Choice #2 never works. Trust me. I talk to so, so many families.

Choice #1 is hard, but at least it CAN work. She may be too late to save, and she'll certainly dig her heels in, since she's grown used to being capitulated to.

But if there's ANY hope that she'll overcome false ideology and embrace her REAL self, she HAS to see someone model that for her. If that someone isn't you, you'll be facing a whole extra layer of betrayals and disappointments down the road

Think about the person she'll become if she recovers.
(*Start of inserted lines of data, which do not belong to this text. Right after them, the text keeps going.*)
PR #474, opened 2022-07-21
feat: Allow Users to Supply Their Own BigQuery Client

### LINKED ISSUE #464: Ability to Create Engine From an Existing BigQuery Client
In situations where a user already has a `google.cloud.bigquery.Client` object, it'd be helpful to be able to create an sqlalchemy engine either using that already existing BigQuery client object or the same credentials used by that client. 

I'm poking around and one option would be something like

```python
bq_client: bigquery.Client
engine = sqlalchemy.engine.create_engine(
    'bigquery://project/?credentials_user_info_json=%s' % bq_client._credentials.to_json())
```
to create a client with the same credentials. This is unfortunately accessing a private `_credentials` attribute on the client. We might look to adding a public interface for this on the client so callers don't need to access `_credentials`.

I was also looking at something like

```python
bq_client: bigquery.Client
engine = sqlalchemy.engine.create_engine(
  'bigquery://project', connect_args={'client': bq_client})
```
using the [connect_args kwarg](https://docs.sqlalchemy.org/en/14/core/engines.html#sqlalchemy.create_engine.params.connect_args)

The problem is that the engine will still try to create the client itself even if it will end up being replaced by the one from `connnect_args`. That attempt to create the client by the engine may fail (we're assuming the big query client is created by some machinery that's opaque to the user here.) I'm not seeing a clean way to avoid this.

Any other suggestions? I'm more than happy to work on this if it seems like a reasonable thing to support!

waltaskew:
- Add a flag 'user_supplied_client' which prevents the library from attempting
  to create a BigQuery client.
- Document the use of `connect_args` for suppling their own BigQuery client
  to the dbapi

Fixes #464 🦕


DimaK415:
Please implement this!  Will really help with Airflow use cases

parthea:
@chalmerlowe Please could you take a look?

chalmerlowe:
I will look at this and provide some feedback.

README.rst
```diff
@@ -234,6 +234,25 @@ To create the base64 encoded string you can use the command line tool ``base64``
...
+
+.. code-block:: python
+
+    from google.cloud import bigquery
+
+    custom_bq_client = bigquery.Client(...)
+
+    engine = create_engine(
+        'bigquery://some-project/some-dataset?user_supplied_client=True',
+	connect_args={'client': bq_client},
```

Can you face that person when she asks why you let her harm herself without fighting with everything you've got? It's good you've decided to stop fighting against yourself. It'll teach her to do the same.

Start by fighting those who are fighting against her. If that therapist makes you walk on eggshells, imagine what it's like to be a vulnerable child in their care.

Some things you can't shield her from, like those deluded kids walking down the street. You'll have to teach her how to keep her bearing when others don't. By keeping your bearing when she doesn't.

Good luck to you. Everyone here knows how hard it is, and aches for you. But you're built stronger than you think. Have some faith in yourself.